Oleh: Rosita Budi Suryaningsih
Islam terus berkembang di negeri Cina. Setelah utusan sahabat Rasulullah, hubungan antara para pedagang yang berasal dari Arab membuat dakwah Islam semakin banyak.
Mereka yang berdagang melintasi jalur sutra, yaitu jalur darat dari Cina menuju dunia Barat, membuat masyarakat Cina yang disinggahinya mengenal Islam. Penyebaran Islam semakin meningkat ketika para pedagang ini juga menggunakan jalur laut melewati selat Malaka sebagai jalur perdagangannya.

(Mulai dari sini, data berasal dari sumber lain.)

PR #222, opened 2026-06-18
 feat(refactoring): Refactoring: reviewDiff moved from AbstractAiClient to CodeReviewService

tmseidel:


max-california (commented):
## 🤖 Agentic Code Review

## Summary

The refactor mostly makes sense, but I found **two blocking regressions** and **one suspicious config change** that should be reverted or fixed before merge.

## Blocking issues

### 1. Review errors are no longer audited
`CodeReviewService` now owns diff chunking/retry, but the error-auditing behavior did not move with it.

Before this PR:
- `AbstractAiClient.reviewDiff(...)` caught per-chunk failures and called `reportError(e)`.

After this PR:
- `CodeReviewService.reviewDiffWithChunking(...)` catches chunk failures, but **never records them**.
- `AuditingAiClient.submitReviewPrompt(...)` intentionally does **not** audit review errors (`AuditingAiClientTest` even asserts that).

This means failed review chunks are now silently omitted from AI usage/error telemetry.

**Relevant files**
- `src/main/java/org/remus/giteabot/review/CodeReviewService.java`
- `src/main/java/org/remus/giteabot/ai/AuditingAiClient.java`
- `src/test/java/org/remus/giteabot/ai/AuditingAiClientTest.java`

**Why it matters**
Operationally this is a regression: review failures will stop showing up in the audit/usage pipeline even though chat failures still do.

**Suggested fix**
Either:
- restore review error recording in `AuditingAiClient.submitReviewPrompt(...)`, or
- introduce an explicit review-error audit hook in `CodeReviewService` when a chunk fails.

Right now the responsibility moved, but the auditing did not.

---

### 2. `OllamaClient.isPromptTooLongError()` can now throw `NullPointerException`
In `OllamaClient` this PR removed the null check:

```java
```

If the provider returns a 400 without a response body, `body` is `null` and this method throws `NullPointerException` while handling an error path.

**Relevant file**
- `src/main/java/org/remus/giteabot/ai/ollama/OllamaClient.java:113-117`

**Why it matters**
This breaks retry classification for exactly the failure path this refactor depends on.

**Suggested fix**
Keep the previous null guard, or delegate to the default implementation when `body == null`.

## High risk / likely unintended

### 3. `docker-compose.yml` now defaults `APP_PUBLIC_URL` to a hard-coded public IP
This change is unrelated to the refactor and changes the default from:

```yaml
http://localhost:8080
```

to:

```yaml
http://167.235.231.84:8080/
```

**Relevant file**
- `docker-compose.yml`

**Why it matters**
This is surprising and risky:
- changes local/dev behavior,
- bakes an environment-specific public IP into default config,
- may break links/callbacks for anyone running locally,
- could accidentally expose incorrect URLs in generated content.

Unless there is a very specific documented reason, this should not be part of this PR.

## Minor notes

### 4. Logging in `CodeReviewService` lost the actual model name
This new line:

```java
log.info("Requesting code review from AI provider model={} (via chunking)", "see aiClient");
```

is effectively placeholder text and less useful than before. Not blocking, but worth improving if the model can be surfaced cleanly.

### 5. Generated Lombok setter Javadoc in `AbstractAiClient` is malformed
The `@Setter` replacement produced odd Javadoc:

```java
 *  Attaches an
 *  that receives token usage and error
 *  reports for this client. Set by the
 * .
```

Not a functional issue, but it makes the API docs worse than the explicit setter did.

---

If you fix the auditing regression and the Ollama null handling, the structural refactor itself looks reasonable.

---

max-california (commented):
## 🤖 Agentic Code Review

## Summary

The refactor mostly makes sense: moving diff chunking out of `AbstractAiClient` and into `CodeReviewService` is a reasonable separation of concerns. However, I found **two blocking correctness regressions** introduced by the interface changes, plus one likely compile/runtime issue around null handling that needs attention.

## Blocking issues

### 1. `AiClient.isPromptTooLongError()` now NPEs on providers that return no response body
**File:** `src/main/java/org/remus/giteabot/ai/AiClient.java`  
**Lines:** around 99–111

The default implementation used to guard against `null`:

```java
if (body == null) {
    return false;
}
```

That guard was removed, but the method still immediately does:

```java
```

So any `HttpClientErrorException` with a null response body now throws `NullPointerException` during retry classification. Since `CodeReviewService.reviewSingleChunk()` calls `aiClient.isPromptTooLongError(e)` inside the error path, this can mask the real provider error and break review handling.

This same regression was also introduced in `OllamaClient.isPromptTooLongError()`.

**Suggested fix:** restore the null check in the default interface method and in provider overrides that dereference `body`.

---

### 2. `AuditingAiClient` no longer implements the expanded `AiClient` contract
**File:** `src/main/java/org/remus/giteabot/ai/AuditingAiClient.java`

`AiClient` now requires two additional methods:

- `void reportError(Throwable error);`
- `String getModel();`

`AuditingAiClient` in the diff does not implement either of them. Unless there is some other change outside the truncated diff, this is a compile break.

Even if it compiles via additional unseen edits, it should still explicitly delegate both methods to the wrapped client:

```java
@Override
public void reportError(Throwable error) {
    delegate.reportError(error);
}

@Override
public String getModel() {
    return delegate.getModel();
}
```

This is especially important because `CodeReviewService` now directly depends on both methods (`aiClient.getModel()` for logging and `aiClient.reportError(e)` for chunk-failure auditing).

---

## Medium severity

### 3. Review-path auditing assumptions are now inconsistent with the actual decorator behavior
**Files:**
- `src/main/java/org/remus/giteabot/review/CodeReviewService.java`
- `src/main/java/org/remus/giteabot/ai/AuditingAiClient.java`
- `src/test/java/org/remus/giteabot/ai/AuditingAiClientTest.java`

The new design assumes review errors are audited explicitly by `CodeReviewService` via `aiClient.reportError(e)`, and therefore `AuditingAiClient.submitReviewPrompt()` intentionally does **not** wrap exceptions.

That’s okay for chunked review calls coming from `CodeReviewService`, but it makes auditing dependent on every caller remembering to invoke `reportError()` manually. The old design kept review error auditing closer to the client path.

At minimum, this is brittle API design: `submitReviewPrompt()` looks like a normal provider call, but unlike `chat()` it is not centrally audited by the decorator.

**Suggestion:** either:
- document very clearly that callers of `submitReviewPrompt()` must audit failures themselves, or
- make `AuditingAiClient.submitReviewPrompt()` audited too, and ensure `CodeReviewService` doesn’t double-record.

Right now the split responsibility is easy to misuse.

---

## Low severity / nits

### 4. `handleReviewSubmitted()` null-check was weakened
**File:** `src/main/java/org/remus/giteabot/review/CodeReviewService.java`  
**Line:** around 347

This changed from:

```java
if (latestReview == null || latestReview.getId() == null) {
```

to:

```java
if (latestReview.getId() == null) {
```

That’s only safe if `orElse(null)` was also changed elsewhere; in the shown code it still appears to be:

```java
.orElse(null);
```

If so, this is another NPE path. If the full file really still uses `orElse(null)`, this is blocking too. If the surrounding code changed outside the visible snippet, ignore this comment.

---

## Overall

The architectural direction is good, but I would not merge as-is until the `AiClient` null-handling and `AuditingAiClient` contract issues are fixed.

---

max-california (commented):
## 🤖 Agentic Code Review

## Summary

Looks good overall. I didn’t find any blocking correctness issues in the reviewed AI client refactor/additions. The new interface defaults preserve backward compatibility, the auditing wrapper forwards the new capability cleanly, and provider implementations appear consistent with the existing abstractions.

## Findings

### Nit / maintainability

- **`src/main/java/org/remus/giteabot/ai/AbstractAiClient.java:136-147`**  
  The debug log prints the entire `newUserMessage` content:
  ```java
  log.debug("New User Message ({} chars):\n{}", newUserMessage.length(), newUserMessage);
  ```
  In this codebase, user messages can contain PR diffs, comments, and tool results, which may be large or sensitive. Elsewhere in `CodeReviewService` you already truncate previews before logging. Consider aligning this log with that safer pattern, e.g. log only length plus a bounded preview.

- **`src/main/java/org/remus/giteabot/ai/AbstractAiClient.java:146`**  
  `newUserMessage.length()` assumes the argument is non-null. Current callers seem to pass non-null strings, and the interface docs say the message *may be empty* rather than null, so this is probably fine today. Still, if any future tool-calling flow uses `null` to mean “no new user turn”, this method will NPE before the provider call. A small null-safe guard here would make the base class more robust.

---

Sekitar abad ke-15, imigran Cina Muslim yang sebagian besar berasal dari Guangzhou dan Fujian mendarat di nusantara. Mereka tinggal di Indonesia dengan mata pencaharian sebagai pedagang, bertani, dan sebagai tukang.

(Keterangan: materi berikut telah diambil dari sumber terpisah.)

PR #226, opened 2026-06-20
feature/move-review-settings

### LINKED ISSUE #220: Move Code-Review specific properties
**Current behavior**
On the edit-page of an AI-Integration you can edit the following properties:
* Max Tokens
* Max Diff Chars/Chunk
* Max Diff Chunks
* Retry Truncated Chars
This is misleading because they are not bound to the AiIntegration. In addition it clutters the UI.

**Expected behavior**
Since these properties are settings relevant for executing the simple PR Workflow they should be handled as `org.remus.giteabot.prworkflow.WorkflowParamField` instead of properties of `org.remus.giteabot.admin.AiIntegration`
* On the Workflow-Edit page these 4 settings can be edited in the `review` section
* They are persisted as Workflow-Parameter
* The JPA Entity AiIntegration does not have these 4 properties
* A flyway migration is created (no data is transfered, just the schema)

**Implementation nodes**
* Remove the properties from `org.remus.giteabot.admin.AiIntegration`
* Add WorkflowParams to the `review` PrWorkflow
* Add the UI controls to the `review` section of the Workflow Edit-Page
* Use the old default values for the new parameter
* target-Branch: `develop`
* Currently you can edit the settings as part of an AiIntegration Url to the edit-page is ai-integrations/[id]/edit
* The mentioned settings are the following properties: org.remus.giteabot.admin.AiIntegration#maxTokens, org.remus.giteabot.admin.AiIntegration#maxDiffCharsPerChunk, org.remus.giteabot.admin.AiIntegration#maxDiffChunks and org.remus.giteabot.admin.AiIntegration#retryTruncatedChunkChars
* These settings are used in the
* The method org.remus.giteabot.review.CodeReviewService#reviewPullRequest which has connections to the properties must be unchanged
*These values are given to each implementation of org.remus.giteabot.ai.AiClient and are used in the implemting methods of org.remus.giteabot.ai.AiClient#reviewDiff(java.lang.String, java.lang.String, java.lang.String, java.lang.String, java.lang.String)

### LINKED ISSUE #221: Move Code-Review specific properties
Originates from #220

## Quality assessment

The issue intent is clear and technically plausible, but the current draft is incomplete and slightly contradictory. It mixes desired behavior with implementation constraints, does not define how the new workflow params are surfaced to existing review execution without changing CodeReviewService.reviewPullRequest, and lacks explicit acceptance criteria around migration, defaults, and backward compatibility for existing integrations/workflow configs.

## Summary
Move the code-review execution settings currently stored on `AiIntegration` into workflow-level configuration for the `review` PR workflow.

## Problem
The following settings are currently editable on the AI integration edit page (`ai-integrations/[id]/edit`):
- `maxDiffCharsPerChunk`
- `maxDiffChunks`
- `retryTruncatedChunkChars`

This is misleading because these settings do not conceptually belong to an AI integration itself. They are only relevant when executing the simple PR review workflow. Keeping them on `AiIntegration` also adds unnecessary clutter to the AI integration UI.

## Desired outcome
These 3 settings should become workflow parameters for the `review` workflow and no longer be persisted on `org.remus.giteabot.admin.AiIntegration`.

### Data model
- Remove these properties from `org.remus.giteabot.admin.AiIntegration`:
  - `maxDiffCharsPerChunk`
  - `maxDiffChunks`
  - `retryTruncatedChunkChars`
- Add corresponding `WorkflowParamField`s to the `review` workflow (`org.remus.giteabot.prworkflow.review.ReviewWorkflow` or its related review workflow config types).
- Persist the values as workflow parameters via the existing workflow configuration mechanism.

### UI
- Remove the 3 controls from the AI integration edit page.
- Add the 3 controls to the `review` section on the workflow edit page.
- Use the same default values as today (defaults can be set in application.properties):
  - `maxDiffCharsPerChunk = 120000`
  - `maxDiffChunks = 8`
  - `retryTruncatedChunkChars = 60000`

### Database migration
- Add Flyway migrations for supported databases to remove the obsolete schema columns from `ai_integrations`.
- Do not migrate existing values into workflow configuration data.
- Schema-only migration is sufficient.

## Important constraints
- The review execution path should continue to behave as before, except that these 4 values are now sourced from workflow parameters instead of `AiIntegration`.
- `org.remus.giteabot.review.CodeReviewService#reviewPullRequest(...)` must remain unchanged.
- The values must still be passed through to each `org.remus.giteabot.ai.AiClient` implementation and continue to influence `AiClient#reviewDiff(...)` behavior as they do today.

## Notes from current implementation
- Current source of the values: `org.remus.giteabot.admin.AiIntegration`
- Current consumer path includes:
  - `org.remus.giteabot.prworkflow.review.ReviewWorkflow`
  - `org.remus.giteabot.review.CodeReviewService#reviewPullRequest(...)`
  - `org.remus.giteabot.ai.AbstractAiClient` and provider-specific AI client implementations
- Current `AiIntegration` defaults:
  - `maxDiffCharsPerChunk = 120000`
  - `maxDiffChunks = 8`
  - `retryTruncatedChunkChars = 60000`

## Acceptance criteria
- [ ] The AI integration edit page no longer shows inputs for `maxTokens`, `maxDiffCharsPerChunk`, `maxDiffChunks`, or `retryTruncatedChunkChars`.
- [ ] The workflow edit page shows these 3 inputs in the `review` workflow section.
- [ ] The `review` workflow declares these 3 settings as workflow params using `WorkflowParamField`.
- [ ] New or unset workflow configurations use the same default values currently defined on `AiIntegration`.
- [ ] `AiIntegration` no longer contains these 4 JPA-mapped properties.
- [ ] Flyway migrations exist for both supported database dialects to remove the corresponding `ai_integrations` columns.
- [ ] No data migration is performed from `ai_integrations` into workflow configuration records.
- [ ] Review execution still uses these values when invoking AI review logic.
- [ ] `CodeReviewService#reviewPullRequest(...)` signature and behavior contract remain unchanged.

## Implementation hints
- Check how other workflows declare typed params with `WorkflowParamField` and persist them through workflow configuration.
- The review workflow likely needs to resolve the 4 values from workflow params before constructing or invoking the existing review path.
- Because `CodeReviewService#reviewPullRequest(...)` must stay unchanged, any adaptation likely needs to happen before that call, or inside object construction/factory wiring rather than by changing the service method signature.

## Out of scope
- Migrating existing per-integration values into workflow configuration
- Changing the behavior or signature of `CodeReviewService#reviewPullRequest(...)`

## Target branch
`develop`

## Assumptions

- The existing workflow configuration system already supports integer workflow params for the review workflow UI and persistence.
- Schema migrations are required for both H2 and PostgreSQL, consistent with the repository's existing Flyway structure.
- Resetting existing custom AI-integration values back to workflow defaults is acceptable because the original issue explicitly says no data should be transferred.

## Open questions

- Should existing bots/workflow configurations receive explicit persisted review param values during default configuration creation, or is relying on `WorkflowParamField.defaultValue` sufficient?

---

tmseidel:


max-california (commented):
## 🤖 Agentic Code Review

## Summary

This refactor mostly makes sense: moving review chunking from `AiIntegration` to workflow-level config is a better fit, and the `describeParams()` change improves the Details modal by showing defaults rather than only persisted keys. I didn’t find any obvious runtime breakage in the main review path.

I do see one **blocking migration/data-loss issue** and one **maintainability/test-gap concern** worth addressing before merging.

## Blocking

### 1. Existing per-integration review chunking settings are silently discarded with no migration path
**Files:**  
- `src/main/resources/db/migration/h2/V28__remove_code_review_settings_from_ai_integrations.sql`  
- `src/main/resources/db/migration/postgresql/V28__remove_code_review_settings_from_ai_integrations.sql`

The migration explicitly drops:

- `max_diff_chars_per_chunk`
- `max_diff_chunks`
- `retry_truncated_chunk_chars`

and the comment says:

> No data migration — operators reconfigure these in the workflow UI.

That’s a breaking behavioral change for existing installations. Today those values are already configured per AI integration and actively used by review execution; after this migration they are irretrievably lost and all bots fall back to `review.chunking.*` defaults unless an operator manually re-enters settings in workflow config.

This is more than a cosmetic admin change: it can change review behavior immediately after deploy for all existing bots, especially where operators had tuned chunking for smaller models.

**Why this matters**
- Existing production configuration is deleted during schema migration.
- There’s no automatic carry-forward to workflow selections.
- The PR removes the old UI fields at the same time, so operators have no advance warning in-product.

**Suggestion**
At minimum, avoid destructive loss on upgrade. Options:
1. **Best:** add a data migration that copies old values into the selected `review` workflow params for each workflow configuration/bot that uses review.
2. **If that’s not feasible in this PR:** postpone dropping the columns and keep fallback logic reading `AiIntegration` values until a follow-up migration/UI-assisted transition is complete.
3. Document this clearly in release notes if you intentionally accept the breaking change, but I’d still consider it too risky for an automatic Flyway migration.

## Non-blocking

### 2. No validation prevents invalid/unsafe integer workflow params for review chunking
**Files:**  
- `src/main/java/org/remus/giteabot/prworkflow/review/ReviewWorkflow.java`  
- `src/main/java/org/remus/giteabot/config/ReviewChunkingProperties.java`  
- `src/main/java/org/remus/giteabot/prworkflow/config/WorkflowParamsValidator.java`

`ReviewWorkflow.paramsSchema()` exposes the three chunking values as plain `INTEGER` params, and `intParam(...)` accepts any parsed integer. There’s no lower-bound validation on either:
- Spring properties (`ReviewChunkingProperties`)
- workflow params persisted via `WorkflowParamsValidator`

That means values like `0` or negative numbers can be saved and then passed into `CodeReviewService`. Depending on the chunking implementation there, this can lead to bad behavior or exceptions when splitting/truncating diffs.

The old HTML form for `AiIntegration` had `min="1"` on these fields; that guard disappears with the move to workflow params unless the dynamic workflow form enforces equivalent constraints.

**Suggestion**
- Add bean validation on `ReviewChunkingProperties` (`@Min(1)` at least).
- Add schema-level numeric constraints or explicit checks in `ReviewWorkflow.run()` before constructing `CodeReviewService`.
- If the workflow-params framework doesn’t support min/max yet, clamp/reject invalid values in `intParam(...)`.

## Nits / follow-up suggestions

### 3. `describeParams()` intentionally drops unknown persisted keys for registered workflows
**Files:**  
- `src/main/java/org/remus/giteabot/prworkflow/config/WorkflowParamsValidator.java`

This may be acceptable, but it’s a behavior change from the old `maskSecrets()` implementation, which started from `typed(raw, schema)` and therefore preserved unknown keys. The new `describeParams()` iterates only schema fields, so unknown persisted params disappear from the Details modal for registered workflows.

That’s probably fine for cleanliness, but if unknown keys are useful during downgrade/debug scenarios, this should be a deliberate choice and maybe called out in Javadoc.

### 4. Good change: `describeParams()` showing defaults is an improvement
**Files:**  
- `src/main/java/org/remus/giteabot/prworkflow/config/WorkflowSelectionService.java`  
- `src/main/java/org/remus/giteabot/prworkflow/config/WorkflowParamsValidator.java`  
- `src/main/java/org/remus/giteabot/prworkflow/config/WorkflowConfigurationController.java`

This looks like a solid UX improvement. The Details modal will now show the full schema with defaults instead of only persisted values, while still masking secrets. No issue here; just worth keeping.

## Overall

Good direction overall, but I’d block on the destructive migration as written. The move from AI-integration settings to workflow settings is reasonable, but upgrades shouldn’t silently erase existing tuned values.

---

Muslim Tionghoa di nusantara ada yang berasal dari imigram Muslim asal Cina, lalu menetap di nusantara. Ada pula yang memeluk Islam karena interaksi antaretnis Tionghoa dengan penduduk setempat yang beragama Islam.
Kedatangan imigran Muslim Tionghoa ke nusantara, yakni sebelum dan pada zaman kerajaan-kerajaan di Nusantara, secara individu.
Pada masa inilah para imigran Cina (Tionghoa) Muslim menyebarkan ajaran agama Islam secara tidak langsung. Disebut tidak langsung karena sebenarnya tujuan mereka datang ke nusantara adalah untuk meningkatkan taraf kehidupan ekonomi mereka, bukan tujuan menyampaikan Islam atau berdakwah.
Namun, karena Muslim, mereka pun secara tak langsung memengaruhi perilaku penduduk di sekitarnya, mengenalkan Islam dan ibadah dalam kesehariannya.
Meski kedatangan etnis Tionghoa Muslim tidak untuk berdakwah, keberadaan mereka mempunyai dampak dalam perkembangan dakwah. Salah satunya karena proses asimilasi, perkawinan dengan penduduk setempat yang kemudian menjadikan mereka Muslim.
Beberapa daerah yang menjadi tujuan para imigran Tionghoa Muslim, di antaranya Sambas, Lasem, Palembang, Banten, Jepara, Tuban, Gresik, dan Surabaya. Jejak-jejak mereka berupa peninggalan masjid dan bangunan lainnya masih bisa kita temui.